# Part 2: ERSSTv6 Data Exploration

**Goal**: Download, combine, and explore the NOAA ERSSTv6 (Extended Reconstructed Sea Surface Temperature) dataset.

## About ERSSTv6

- **Source**: [NOAA NCEI](https://www.ncei.noaa.gov/data/sea-surface-temperature-extended-reconstructed/v6/access/)
- **Resolution**: 2° × 2° global grid, monthly
- **Time span**: 1850 – present
- **Variables**: `sst` (absolute SST) and `ssta` (SST anomaly relative to 1991–2020 climatology)
- **Format**: NetCDF, one file per month (`ersst.v6.YYYYMM.nc`)

In this notebook we will:
1. Download all monthly files from NOAA
2. Combine them into a single dataset
3. Explore the data with visualizations
4. Save a processed version for ENSO prediction

In [None]:
import xarray as xr
import numpy as np
import pandas as pd
import matplotlib.pyplot as plt
import cartopy.crs as ccrs
import os
import urllib.request
from pathlib import Path

DATA_DIR = Path("../data/ersstv6")
DATA_DIR.mkdir(parents=True, exist_ok=True)
print(f"Data directory: {DATA_DIR.resolve()}")

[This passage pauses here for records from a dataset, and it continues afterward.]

Issue #6918, opened 2024-02-22
`useIsAuthenticated` hook potentially may return `false` even if user is actually authenticated


bohdanzhylavskyi:
### Core Library

MSAL.js (@azure/msal-browser)

### Wrapper Library

MSAL React (@azure/msal-react)

### Public or Confidential Client?

Public

### Description

Here is the current implementation of the `useIsAuthenticated` hook (https://github.com/AzureAD/microsoft-authentication-library-for-js/blob/msal-react-v2.0.12/lib/msal-react/src/hooks/useIsAuthenticated.ts#L32):

```
export function useIsAuthenticated(matchAccount?: AccountIdentifiers): boolean {
    const { accounts: allAccounts, inProgress } = useMsal();

    const [hasAuthenticated, setHasAuthenticated] = useState<boolean>(() => {
        if (inProgress === InteractionStatus.Startup) {
            return false;
        }
        return isAuthenticated(allAccounts, matchAccount);
    });

    useEffect(() => {
        setHasAuthenticated(isAuthenticated(allAccounts, matchAccount));
    }, [allAccounts, matchAccount]);

    return hasAuthenticated;
}
```

If you look carefully at the implementation, you may notice that there is a chance that on subsequent renders (all renders except the initial) that hook may return `false` even if user is authenticated and there are actually presented accounts in msal instance (`isAuthenticated(allAccounts, matchAccount)  === true`). It happens because on each render we return the value (`hasAuthenticated`) calculated at the previous render (to be precise calculated right after the previous render, in `useEffect` hook).

That behavior may cause problems, for example, lately, I had a scenario where `UnauthenticatedTemplate` component (which uses `useIsAuthenticated` under the hood) was rendering its content (`children` props) even when the user was actually authenticated (so the account was presented in msal instance).

Below you can see pseudo-code to demonstrate that scenario:
```
<MsalProvider instance={msal}>
    <AuthenticatedTemplate>
        <App />
    </AuthenticatedTemplate>
    <UnauthenticatedTemplate>
        <DoLoginRedirect msal={msal} /> // that component will just call msal.redirectLogin() on initial render
    </UnauthenticatedTemplate>
</MsalProvider>
```

In my case, `DoLoginRedirect` was rendered for a short time after completing authentication (after redirecting from authentication server to be precise) and as a result, one more redundant login redirect step/loop happened.
[...]

PR #7057, opened 2024-04-25
Fix `useIsAuthenticated` hook briefly returning false even though the user is authenticated

hatched-kade:
Addresses https://github.com/AzureAD/microsoft-authentication-library-for-js/issues/6918

The current `useIsAuthenticated` has an unnecessary `useEffect`, which causes it to briefly return `false` in some cases even when an account is present. See https://react.dev/learn/you-might-not-need-an-effect#updating-state-based-on-props-or-state and https://react.dev/learn/you-might-not-need-an-effect#caching-expensive-calculations 

This PR switches to use the `useMemo` recommendation

I added a unit test that passes now, but fails with the old implementation:
```
 FAIL  test/hooks/useIsAuthenticated.spec.tsx
  ● withMsal tests › useAuthenticated always returns true if user has an account

    expect(jest.fn()).toHaveBeenCalledTimes(expected)

    Expected number of calls: 0
    Received number of calls: 1

      78 |         expect(await screen.findByText("Has accounts")).toBeInTheDocument();
      79 |         expect(await screen.findByText("Is authed")).toBeInTheDocument();
    > 80 |         expect(invalidAuthStateCallback).toHaveBeenCalledTimes(0);
         |                                          ^
      81 |     });
      82 | });
      83 |

      at Object.<anonymous> (test/hooks/useIsAuthenticated.spec.tsx:80:42)
```

I also had to tweak some act / await / async code in other tests, presumably because now it takes fewer renders for the hook to start returning the correct value. Without the tweaks a couple tests were failing, and others printed warning about updating state outside of an `act(...)`.

### DIFF
--- a/change/@azure-msal-react-5355b5e3-0c1c-4e23-ae9d-a6d96ef4285d.json
+++ b/change/@azure-msal-react-5355b5e3-0c1c-4e23-ae9d-a6d96ef4285d.json
@@ -1,6 +1,6 @@
 {
   "type": "patch",
-  "comment": "Fix useIsAuthenticated returning incorrect value during useEffect update",
+  "comment": "Fix useIsAuthenticated returning incorrect value during useEffect update #7057",
   "packageName": "@azure/msal-react",
   "email": "kade@hatchedlabs.com",
   "dependentChangeType": "patch"
--- a/change/@azure-msal-react-5355b5e3-0c1c-4e23-ae9d-a6d96ef4285d.json
+++ b/change/@azure-msal-react-5355b5e3-0c1c-4e23-ae9d-a6d96ef4285d.json
@@ -1,0 +1,7 @@
+{
+  "type": "patch",
+  "comment": "Fix useIsAuthenticated returning incorrect value during useEffect update",
+  "packageName": "@azure/msal-react",
+  "email": "kade@hatchedlabs.com",
+  "dependentChangeType": "patch"
+}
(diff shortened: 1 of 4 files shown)


hatched-kade:
@microsoft-github-policy-service agree company="Giant Eagle"

lib/msal-react/test/hooks/useIsAuthenticated.spec.tsx
```diff
@@ -0,0 +1,82 @@
+import React from "react";
+import { render, screen, waitFor, act } from "@testing-library/react";
+import "@testing-library/jest-dom";
+import { Configuration, PublicClientApplication } from "@azure/msal-browser";
+import { TEST_CONFIG, testAccount } from "../TestConstants";
+import { MsalProvider, useIsAuthenticated, withMsal } from "../../src/index";
+
+describe("withMsal tests", () => {
```
tnorling:
```suggestion
describe("useIsAuthenticated tests", () => {
```

tnorling (approved):
Thanks for the PR! I imagine there's other places we can make similar changes.

change/@azure-msal-react-5355b5e3-0c1c-4e23-ae9d-a6d96ef4285d.json
```diff
@@ -0,0 +1,7 @@
+{
+  "type": "patch",
+  "comment": "Fix useIsAuthenticated returning incorrect value during useEffect update",
```
jo-arroyo:
```suggestion
  "comment": "Fix useIsAuthenticated returning incorrect value during useEffect update #7057",
```

jo-arroyo (approved):
Looks great, small nit

aleks-sch:
thanks @hatched-kade!

@tnorling @jo-arroyo could we (you) do a release of msal-react please?

we are also impacted by #6918 and would rather not install from dev branch. thanks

## 1. Download ERSSTv6 Monthly Files

Each file is ~130 KB. We download from 1950 to present (more reliable observations) — about 900 files (~120 MB total). Earlier data (1850–1949) has limited ship observations and higher uncertainty.

In [None]:
BASE_URL = "https://www.ncei.noaa.gov/data/sea-surface-temperature-extended-reconstructed/v6/access"
START_YEAR = 1950
END_YEAR = 2025

# Build list of files to download
files_to_download = []
for year in range(START_YEAR, END_YEAR + 1):
    for month in range(1, 13):
        fname = f"ersst.v6.{year}{month:02d}.nc"
        fpath = DATA_DIR / fname
        if not fpath.exists():
            files_to_download.append((f"{BASE_URL}/{fname}", fpath))

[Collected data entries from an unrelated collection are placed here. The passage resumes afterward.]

PR #7058, opened 2024-04-25
Discard empty redirect telemetry events with no error codes

konstantin-msft:
- Discard empty redirect telemetry events with no error codes. 
- Replace performanceClient with parentMeasurement param to track child errors without throwing.

### DIFF
--- a/lib/msal-browser/src/controllers/StandardController.ts
+++ b/lib/msal-browser/src/controllers/StandardController.ts
@@ -494,9 +494,17 @@ export class StandardController implements IController {
                     InteractionType.Redirect
                 );
 
+                /*
+                 * Instrument an event only if an error code is set. Otherwise, discard it when the redirect response
+                 * is empty and the error code is missing.
+                 */
                 if (rootMeasurement.event.errorCode) {
                     rootMeasurement.end({ success: false });
                 } else {
+                    /*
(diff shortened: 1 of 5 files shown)


lib/msal-browser/src/controllers/StandardController.ts
```diff
@@ -497,7 +493,12 @@ export class StandardController implements IController {
                     EventType.HANDLE_REDIRECT_END,
                     InteractionType.Redirect
                 );
-                rootMeasurement.end({ success: false });
+
+                if (rootMeasurement.event.errorCode) {
+                    rootMeasurement.end({ success: false });
+                } else {
+                    rootMeasurement.discard();
```
tnorling: Will this not discard all successful measurements as well? Or once a measurement has been ended it can no longer be discarded?

Can you also please add a comment describing the what & why we're doing here?

konstantin-msft: Measurements are grouped by a correlation id. We are discarding a single measurement here including all sub-measurements.

konstantin-msft: Added a comment.

tnorling (approved):

jo-arroyo (approved):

existing = (END_YEAR - START_YEAR + 1) * 12 - len(files_to_download)
print(f"Files already downloaded: {existing}")
print(f"Files to download: {len(files_to_download)}")

In [None]:
errors = []
for i, (url, fpath) in enumerate(files_to_download):
    try:
        urllib.request.urlretrieve(url, fpath)
    except Exception as e:
        errors.append((url, str(e)))
    
    # Print progress every 100 files
    if (i + 1) % 100 == 0 or (i + 1) == len(files_to_download):
        print(f"  Downloaded {i+1}/{len(files_to_download)} files...")

if errors:
    print(f"\n{len(errors)} files failed (probably future months):")
    for url, err in errors[-3:]:
        print(f"  {url.split('/')[-1]}: {err}")
else:
    print("All files downloaded successfully!")

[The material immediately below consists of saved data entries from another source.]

PR #7059, opened 2024-04-26
Removed Managed Identity Resource URI Validation

Robbie-Microsoft:
Removed Managed Identity Resource URI Validation. URI's can start with strings other than "https". "api://", for example.

After a discussion with Bogdan, we decided it would be best to remove this validation entirely.

### DIFF
--- a/lib/msal-node/src/client/ManagedIdentityApplication.ts
+++ b/lib/msal-node/src/client/ManagedIdentityApplication.ts
@@ -122,17 +122,6 @@ export class ManagedIdentityApplication {
     public async acquireToken(
         managedIdentityRequestParams: ManagedIdentityRequestParams
     ): Promise<AuthenticationResult> {
-        const resourceUrlString = new UrlString(
-            managedIdentityRequestParams.resource.replace("/.default", "")
-        );
-        try {
-            resourceUrlString.validateAsUri();
-        } catch (e) {
-            throw createManagedIdentityError(
-                ManagedIdentityErrorCodes.invalidResource
-            );
-        }
-
         const managedIdentityRequest: ManagedIdentityRequest = {
             forceRefresh: managedIdentityRequestParams.forceRefresh,
             resource: managedIdentityRequestParams.resource.replace(
--- a/lib/msal-node/src/client/ManagedIdentityApplication.ts
+++ b/lib/msal-node/src/client/ManagedIdentityApplication.ts
@@ -16,7 +16,8 @@ import {
     ProtocolMode,
     StaticAuthorityOptions,
     AuthenticationResult,
-    UrlString,
+    createClientConfigurationError,
+    ClientConfigurationErrorCodes,
 } from "@azure/msal-common";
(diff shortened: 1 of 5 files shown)


lib/msal-node/src/client/ManagedIdentityApplication.ts
```diff
@@ -122,17 +122,6 @@ export class ManagedIdentityApplication {
     public async acquireToken(
         managedIdentityRequestParams: ManagedIdentityRequestParams
     ): Promise<AuthenticationResult> {
-        const resourceUrlString = new UrlString(
```
neha-bhargava, line 125: You still need to check and remove the /.default suffix. MSI endpoints don't accept this suffix. But you don't have to validate the resource as a URI. It can be a string.

Robbie-Microsoft: I am. It happens on line 132, directly below this.

lib/msal-node/test/client/ManagedIdentitySources/Imds.spec.ts
```diff
@@ -779,33 +779,6 @@ describe("Acquires a token successfully via an IMDS Managed Identity", () => {
...
-                })
-            ).rejects.toMatchObject(
-                createManagedIdentityError(
-                    ManagedIdentityErrorCodes.invalidResource
-                )
-            );
-
-            await expect(
-                systemAssignedManagedIdentityApplication.acquireToken({
-                    resource: "",
```
neha-bhargava, line 800: You should still throw if an empty string is passed as a resource.

lib/msal-node/test/client/ManagedIdentitySources/Imds.spec.ts
```diff
@@ -822,7 +812,7 @@ describe("Acquires a token successfully via an IMDS Managed Identity", () => {
 
             expect(() => {
                 new ManagedIdentityApplication(badUserAssignedClientIdConfig);
-            }).toThrowError(
+            }).toThrow(
```
Robbie-Microsoft, line 815: toThrowError is deprecated

neha-bhargava (approved):

lib/msal-node/src/client/ManagedIdentityApplication.ts
```diff
@@ -16,7 +16,8 @@ import {
     ProtocolMode,
     StaticAuthorityOptions,
     AuthenticationResult,
-    UrlString,
+    createClientConfigurationError,
```
pmaytak, line 19: nit: should this be capitalized?

pmaytak (approved):

lib/msal-node/src/client/ManagedIdentityApplication.ts
sameerag: This is inline with all other error naming, and this is probably a `function` exported.

sameerag (approved):

PR #7064, opened 2024-04-27
Add additional logging for NAA initialization

codexeon:
Add additional logging for NAA initialization to help diagnose if NestAppAuthController is being used for the session, or if it is falling back to StandardController. Also log exception that occurred in trying to use Nested App Auth bridge to get further details on failure cases. The change also avoids the time spent trying to initialize the bridge if caller does not opt-in to supportsNestedAppAuth.


sameerag (approved):

baljesingh (approved):
Looks good to me.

## 2. Combine into a Single Dataset

We can open all the files at once by using `xr.open_mfdataset`

In [None]:
ds = xr.open_mfdataset(f"{DATA_DIR}/ersst.v6.*.nc").squeeze().load()
ds

## 3. Explore the Data

### 3.1 Global SST Maps

In [None]:
sample_time = ds.time.values[-1]
time_str = str(sample_time)[:7]

fig, axes = plt.subplots(2, 1, figsize=(14, 8), subplot_kw={'projection': ccrs.PlateCarree(central_longitude=180)})

# SST
ds.sst.sel(time=sample_time).plot(
    ax=axes[0], cmap='coolwarm', 
    cbar_kwargs={'label': 'SST (°C)'},
    transform=ccrs.PlateCarree()
)
axes[0].set_title(f'Sea Surface Temperature — {time_str}')
gl = axes[0].gridlines(draw_labels=True, lw=0.5, ls='--')
gl.top_labels = False
gl.right_labels = False
axes[0].coastlines()

# SSTA
ds.ssta.sel(time=sample_time).plot(
    ax=axes[1], cmap='RdBu_r', vmin=-3, vmax=3,
    cbar_kwargs={'label': 'SST Anomaly (°C)'},
    transform=ccrs.PlateCarree()
)
axes[1].set_title(f'Sea Surface Temperature Anomaly — {time_str}')
gl = axes[1].gridlines(draw_labels=True, lw=0.5, ls='--')
gl.top_labels = False
gl.right_labels = False
axes[1].coastlines()

fig.tight_layout()

### 3.2 Time Series: Global Mean SST

In [None]:
# Area-weighted global mean SST over time
weights = np.cos(np.deg2rad(ds.lat))
global_mean_sst = ds.sst.weighted(weights).mean(dim=['lat', 'lon'])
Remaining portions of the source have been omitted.